PR #10104, opened 2026-09-11
test: assert the badge renders its content, not only that its text is in the DOM

manolo:
## Summary

- `BadgeBasicIT` asserted only `BadgeElement.getText()`, which reads the light DOM text nodes with a script. The text is there even when the badge renders nothing, so the test cannot fail for the one thing this tier exists to check.
- Adds an assertion on what the browser paints: `has-content` on the host, and a non zero `offsetWidth` for `[part="content"]`.

## Context

This is the blind spot behind vaadin/web-components#12663. Flow appends an empty text node and writes its data afterwards, the badge never received `has-content`, and every Flow badge carrying text rendered as an empty pill with its text sitting in the DOM. No tier saw it: the unit and visual tests upstream set the text with `element.textContent`, which replaces the node and fires `slotchange`, and this IT read the light DOM.

The new assertion fails against the badge this module installs today, `@vaadin/badge` 25.3.0-beta2, which is the newest published version, and passes with vaadin/web-components#12664 patched into `node_modules`. That fix is merged and not published yet, so this is a draft: it is ready to merge once the badge pin moves to a version carrying it, and until then it is the check that says whether the pin is good.

### DIFF
--- a/vaadin-badge-flow-parent/vaadin-badge-flow-integration-tests/src/test/java/com/vaadin/flow/component/badge/tests/BadgeBasicIT.java
+++ b/vaadin-badge-flow-parent/vaadin-badge-flow-integration-tests/src/test/java/com/vaadin/flow/component/badge/tests/BadgeBasicIT.java
@@ -21,6 +21,7 @@ import org.junit.Test;
 
 import com.vaadin.flow.component.badge.testbench.BadgeElement;
 import com.vaadin.flow.testutil.TestPath;
+import com.vaadin.testbench.TestBenchElement;
 import com.vaadin.tests.AbstractComponentIT;
 
 @TestPath("vaadin-badge/basic")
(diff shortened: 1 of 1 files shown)


manolo:
Measured both ways on this branch, `mvn -pl vaadin-badge-flow-parent/vaadin-badge-flow-integration-tests verify -Dit.test=BadgeBasicIT`, with the module installing `@vaadin/badge` 25.3.0-beta2:

Without the fix:

```
Tests run: 2, Failures: 1, Errors: 0, Skipped: 0
BadgeBasicIT.badgeContentRendered:54 Badge should have the has-content attribute
```

With vaadin/web-components#12664 applied to `node_modules/@vaadin/badge` and the Vite dep cache cleared:

```
Tests run: 2, Failures: 0, Errors: 0, Skipped: 0
```

`badgeDisplayed` is green in both, which is the point of the change.

vaadin-badge-flow-parent/vaadin-badge-flow-integration-tests/src/test/java/com/vaadin/flow/component/badge/tests/BadgeBasicIT.java
```diff
@@ -38,4 +39,24 @@ public void badgeDisplayed() {
...
+     * text and cannot tell the two states apart, so this asserts what the
+     * browser paints instead.
+     */
+    @Test
+    public void badgeContentRendered() {
+        var badge = $(BadgeElement.class).id("badge");
+        Assert.assertTrue("Badge should have the has-content attribute",
+                badge.hasAttribute("has-content"));
+
+        var content = badge.$(TestBenchElement.class)
```
web-padawan: nit: IMO it's enough to check for `has-content` presence - it's used to set [display](https://github.com/vaadin/web-components/blob/e4d403bd1786c6c6daaac4712746446a88f65912/packages/badge/src/styles/vaadin-badge-base-styles.js#L47-L49) property on the `part`.

manolo: Agreed, done in 11f3fb5. The base styles map the attribute to `display` one to one, so the measurement was only restating it, and the attribute gives the better failure message.

For the record on why both were there: the gap this closes is an assertion that passed while nothing was painted, so I started from the painted side. Happy to swap it back to the measurement instead of the attribute if you would rather the IT not name an internal attribute at all, but I think your version is the right one here.

The failure without vaadin/web-components#12664 is on this assertion, so the simplification changes neither of the two runs in the comment above.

§ **About this exercise**
Retype, exactly and with nothing added, the lines of the material above from the first through the one that contains "This is the".

§ **Task output**
PR #10104, opened 2026-09-11
test: assert the badge renders its content, not only that its text is in the DOM

manolo:
## Summary

- `BadgeBasicIT` asserted only `BadgeElement.getText()`, which reads the light DOM text nodes with a script. The text is there even when the badge renders nothing, so the test cannot fail for the one thing this tier exists to check.
- Adds an assertion on what the browser paints: `has-content` on the host, and a non zero `offsetWidth` for `[part="content"]`.

## Context

This is the blind spot behind vaadin/web-components#12663. Flow appends an empty text node and writes its data afterwards, the badge never received `has-content`, and every Flow badge carrying text rendered as an empty pill with its text sitting in the DOM. No tier saw it: the unit and visual tests upstream set the text with `element.textContent`, which replaces the node and fires `slotchange`, and this IT read the light DOM.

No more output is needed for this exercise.